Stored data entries

********

PR #420, opened 2018-06-19
Add instance type parameters to cfncluster-release-check

enricou:
Now it's possible to pass a list of instance types to test.
They will be used for both master and compute nodes.
* `--instance-type` (default: `c4.xlarge`)

I also changed the stdout/stderr/config word from prefix to suffix to
have the files relative to the same test close to each other.


mauri-melato:
We're going to change the patch to have one single instance type parameter that supports a comma separated list of values. This will be used in the cycle as a further iteration 'dimension'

********

Each record has to be given again exactly as written.

▶ RESPONSE BOX:
PR #420, opened 2018-06-19
Add instance type parameters to cfncluster-release-check

enricou:
Now it's possible to pass a list of instance types to test.
They will be used for both master and compute nodes.
* `--instance-type` (default: `c4.xlarge`)

I also changed the stdout/stderr/config word from prefix to suffix to
have the files relative to the same test close to each other.


mauri-melato:
We're going to change the patch to have one single instance type parameter that supports a comma separated list of values. This will be used in the cycle as a further iteration 'dimension'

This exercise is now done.